1355      COSTANTINO PALEOLOGO  Figlio di Teodoro, cognato di Dimitri Megaduca.

+ 1515 ca.

Anno, mese Stato. Comp. ventura Avversario Condotta Area attività

Azioni intraprese ed altri fatti salienti

1508
Feb. Venezia Impero Veneto

Segue Bartolomeo d’Alviano nella sua avanzata in Cadore attraverso la Val Zoldana. Ha il compito di contrastare il fianco destro dello schieramento nemico assieme con Teodoro Manassi.

Mar. Veneto

Partecipa alla battaglia di Tai di Cadore.

Apr. Friuli

Prende parte all’ attacco contro Gorizia: corre un brutto pericolo allorché si trova vicino alle artiglierie e prendono fuoco due barili di polvere. Rimane ustionato alle mani.

1509
Ago. Venezia Impero Friuli

Viene catturato a Romans da Cristoforo Frangipane mentre sta cercando di soccorrere Cividale del Friuli agli ordini del provveditore Giovanni Paolo Gradenigo: 60 sono i morti tra i veneziani e 40 i prigionieri.
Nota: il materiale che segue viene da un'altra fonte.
PR #910, opened 2020-02-10
Add step parameter on IntUniformDistribution

hayata-yamamoto:
This PR is derived from #902. resolve #902

## Details of Implementations

* Add the q parameter on IntUniformDistribution 
* Modify suggest_int function on Trial
* Fixed codes this change influenced

## Questions

~1. IntUniformDistribution._contains~

~If it takes a value which is in [low, high] but not sampled, should it return False?~

~Talking of the following example, this distribution includes 2 in [low, high], but does not contain sampled candidate.~

```python 
iu = IntUniformDistribution(1, 10, 2) 
iu._contains(2) # True or False?
```

~2. default value of q parameter~ 

~I wonder whether q has to be optional argument or not. Since DiscreteUniformDistribution's q is a required parameter, I implemented this also as the required.~

~However, in terms of back-compatibility, it's seemed that an optional parameter is better because of raising errors after updating due to "Too few arguments".~

PR #1201, opened 2020-05-03
Implement log argument for suggest_int

nzw0301:
## Motivation

Solve (b) of https://github.com/optuna/optuna/issues/510 

## Description of the changes

- Add `log` argument to `suggest_int` as a counterpart of `suggest_float`
  - except for integrations 
- Implement `LogIntUniformDistribution` class
- Documentation of `LogIntUniformDistribution`

### DIFF
--- a/optuna/distributions.py
+++ b/optuna/distributions.py
@@ -295,7 +295,7 @@ class IntUniformDistribution(BaseDistribution):
         return self.low <= value <= self.high
 
 
-class IntLogUniformDistribution(BaseDistribution):
+class IntLogUniformDistribution(IntUniformDistribution):
     """A uniform distribution on integers in the log domain.
 
     This object is instantiated by :func:`~optuna.trial.Trial.suggest_int`, and passed to
@@ -313,20 +313,12 @@ class IntLogUniformDistribution(BaseDistribution):
     def __init__(self, low, high, step):
         # type: (int, int, int) -> None
 
-        if low > high:
-            raise ValueError(
-                "The `low` value must be smaller than or equal to the `high` value "
-                "(low={}, high={}).".format(low, high)
-            )
+        super(IntLogUniformDistribution, self).__init__(low, high, step)
+
         if low <= 0.0:
             raise ValueError(
                 "The `low` value must be larger than 0 for a log distribution "
                 "(low={}, high={}).".format(low, high)
-            )
-
-        if step <= 0:
-            raise ValueError(
-                "The `step` value must be non-zero positive value, but step={}.".format(step)
             )
 
         if (high - low) % step != 0:
@@ -335,30 +327,10 @@ class IntLogUniformDistribution(BaseDistribution):
                 "low={}, high={}, step={}.".format(low, high, step)
             )
 
-        self.low = low
-        self.high = high
-        self.step = step
-
-    def to_external_repr(self, param_value_in_internal_repr):
-        # type: (float) -> int
-
-        return int(param_value_in_internal_repr)
-
-    def to_internal_repr(self, param_value_in_external_repr):
-        # type: (int) -> float
-
-        return float(param_value_in_external_repr)
-
     def single(self):
         # type: () -> bool
 
         return (self.high - self.low) % self.step == 0
-
-    def _contains(self, param_value_in_internal_repr):
-        # type: (float) -> bool
-
-        value = param_value_in_internal_repr
-        return self.low <= value < self.high
 
 
 class CategoricalDistribution(BaseDistribution):
--- a/optuna/distributions.py
+++ b/optuna/distributions.py
@@ -306,10 +306,12 @@ class IntLogUniformDistribution(BaseDistribution):
             Lower endpoint of the range of the distribution. ``low`` is included in the range.
         high:
             Upper endpoint of the range of the distribution. ``high`` is included in the range.
+        step:
+            A step for spacing between values.
     """
 
-    def __init__(self, low, high):
-        # type: (float, float) -> None
+    def __init__(self, low, high, step):
+        # type: (int, int, int) -> None
 
         if low > high:
             raise ValueError(
@@ -322,8 +324,14 @@ class IntLogUniformDistribution(BaseDistribution):
                 "(low={}, high={}).".format(low, high)
             )
 
+        if step <= 0:
+            raise ValueError(
+                "The `step` value must be non-zero positive value, but step={}.".format(step)
+            )
+
         self.low = low
         self.high = high
+        self.step = step
 
     def to_external_repr(self, param_value_in_internal_repr):
         # type: (float) -> int
@@ -338,7 +346,9 @@ class IntLogUniformDistribution(BaseDistribution):
     def single(self):
         # type: () -> bool
 
-        return self.low == self.high
+        if self.low == self.high:
+            return True
+        return (self.high - self.low) < self.step
 
     def _contains(self, param_value_in_internal_repr):
         # type: (float) -> bool
--- a/optuna/distributions.py
+++ b/optuna/distributions.py
@@ -332,6 +332,12 @@ class IntLogUniformDistribution(IntUniformDistribution):
 
         return self.low == self.high
 
+    def _contains(self, param_value_in_internal_repr):
+        # type: (float) -> bool
+
+        value = param_value_in_internal_repr
+        return (self.low <= value <= self.high) & (value % self.step == 0)
+
 
 class CategoricalDistribution(BaseDistribution):
     """A categorical distribution.
--- a/optuna/distributions.py
+++ b/optuna/distributions.py
@@ -308,6 +308,11 @@ class IntLogUniformDistribution(BaseDistribution):
             Upper endpoint of the range of the distribution. ``high`` is included in the range.
         step:
             A step for spacing between values.
+
+    .. note::
+
+        ``high - low`` must be a multiple of ``step``. In other words, the
+        following equation must be satisfied for some integer ``k``: ``high = low + step * k``.
     """
 
     def __init__(self, low, high, step=1):
--- a/optuna/distributions.py
+++ b/optuna/distributions.py
@@ -295,6 +295,58 @@ class IntUniformDistribution(BaseDistribution):
         return self.low <= value <= self.high
 
 
+class IntLogUniformDistribution(BaseDistribution):
+    """A uniform distribution on integers in the log domain.
+
+    This object is instantiated by :func:`~optuna.trial.Trial.suggest_int`, and passed to
+    :mod:`~optuna.samplers` in general.
+
+    Attributes:
+        low:
+            Lower endpoint of the range of the distribution. ``low`` is included in the range.
+        high:
+            Upper endpoint of the range of the distribution. ``high`` is included in the range.
+    """
+
+    def __init__(self, low, high):
+        # type: (float, float) -> None
+
+        if low > high:
+            raise ValueError(
+                "The `low` value must be smaller than or equal to the `high` value "
+                "(low={}, high={}).".format(low, high)
+            )
+        if low <= 0.0:
+            raise ValueError(
+                "The `low` value must be larger than 0 for a log distribution "
+                "(low={}, high={}).".format(low, high)
+            )
+
+        self.low = low
+        self.high = high
+
+    def to_external_repr(self, param_value_in_internal_repr):
+        # type: (float) -> int
+
+        return int(param_value_in_internal_repr)
+
+    def to_internal_repr(self, param_value_in_external_repr):
+        # type: (int) -> float
+
+        return float(param_value_in_external_repr)
+
+    def single(self):
+        # type: () -> bool
+
+        return self.low == self.high
+
+    def _contains(self, param_value_in_internal_repr):
+        # type: (float) -> bool
+
+        value = param_value_in_internal_repr
+        return self.low <= value < self.high
+
+
 class CategoricalDistribution(BaseDistribution):
     """A categorical distribution.
 
@@ -367,6 +419,7 @@ DISTRIBUTION_CLASSES = (
     LogUniformDistribution,
     DiscreteUniformDistribution,
     IntUniformDistribution,
+    IntLogUniformDistribution,
     CategoricalDistribution,
 )
 
--- a/optuna/distributions.py
+++ b/optuna/distributions.py
@@ -330,7 +330,7 @@ class IntLogUniformDistribution(IntUniformDistribution):
     def single(self):
         # type: () -> bool
 
-        return (self.high - self.low) % self.step == 0
+        return self.low == self.high
 
 
 class CategoricalDistribution(BaseDistribution):
--- a/optuna/distributions.py
+++ b/optuna/distributions.py
@@ -352,9 +352,7 @@ class IntLogUniformDistribution(BaseDistribution):
     def single(self):
         # type: () -> bool
 
-        if self.low == self.high:
-            return True
-        return (self.high - self.low) < self.step
+        return (self.high - self.low) % self.step == 0
 
     def _contains(self, param_value_in_internal_repr):
         # type: (float) -> bool
--- a/optuna/distributions.py
+++ b/optuna/distributions.py
@@ -310,7 +310,7 @@ class IntLogUniformDistribution(IntUniformDistribution):
             A step for spacing between values.
     """
 
-    def __init__(self, low, high, step):
+    def __init__(self, low, high, step=1):
         # type: (int, int, int) -> None
 
         super(IntLogUniformDistribution, self).__init__(low, high, step)
--- a/optuna/distributions.py
+++ b/optuna/distributions.py
@@ -308,11 +308,6 @@ class IntLogUniformDistribution(BaseDistribution):
             Upper endpoint of the range of the distribution. ``high`` is included in the range.
         step:
             A step for spacing between values.
-
-    .. note::
-
-        ``high - low`` must be a multiple of ``step``. In other words, the
-        following equation must be satisfied for some integer ``k``: ``high = low + step * k``.
     """
 
     def __init__(self, low, high, step=1):
@@ -334,12 +329,6 @@ class IntLogUniformDistribution(BaseDistribution):
                 "(low={}, high={}).".format(low, high)
             )
 
-        if (high - low) % step != 0:
-            raise ValueError(
-                "The `high` - `low` must be a multiple of `step`, but "
-                "low={}, high={}, step={}.".format(low, high, step)
-            )
-
         self.low = low
         self.high = high
         self.step = step
@@ -357,13 +346,15 @@ class IntLogUniformDistribution(BaseDistribution):
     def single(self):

Ott. Friuli e V. Giulia e Croazia

Liberato, opera ancora in Friuli e sotto Trieste. Con Damiano di Tarsia si scontra con 150 fanti imperiali; li sconfigge a San Servolo. Rimane ferito nel combattimento. Si dirige di seguito  a Capodistria.

Dic. Slovenia e Croazia

Si porta a Postumia con Teodoro Manassi e Teodoro Rali;  si imbatte in 60 cavalli croati. Nella scaramuccia sono uccisi venti imperiali e vengono razziati trecento capi di bestiame grosso e tremila di minuto. Rientra con le prede a Capodistria.

1510
Feb. Veneto

A Venezia perché ammalato.

Mag. Friuli e V.Giulia

Lotta a Gradisca d’Isonzo con alcuni cavalli croati: per l’azione è elogiato dal provveditore generale Alvise Dolfin. Sempre nel mese con Giovanni Paleologo (50 cavalli) pone un’imboscata nei pressi di Monfalcone ed attacca 100 cavalli croati: ne sono uccisi 25. Al sopraggiungere del resto dell’esercito imperiale (500 cavalli, 600 fanti e 1000 cernite) è costretto a ripiegare ed a riattrarversare l’Isonzo. Con i balestrieri a cavallo e pochi archibugieri respinge l’attacco degli avversari.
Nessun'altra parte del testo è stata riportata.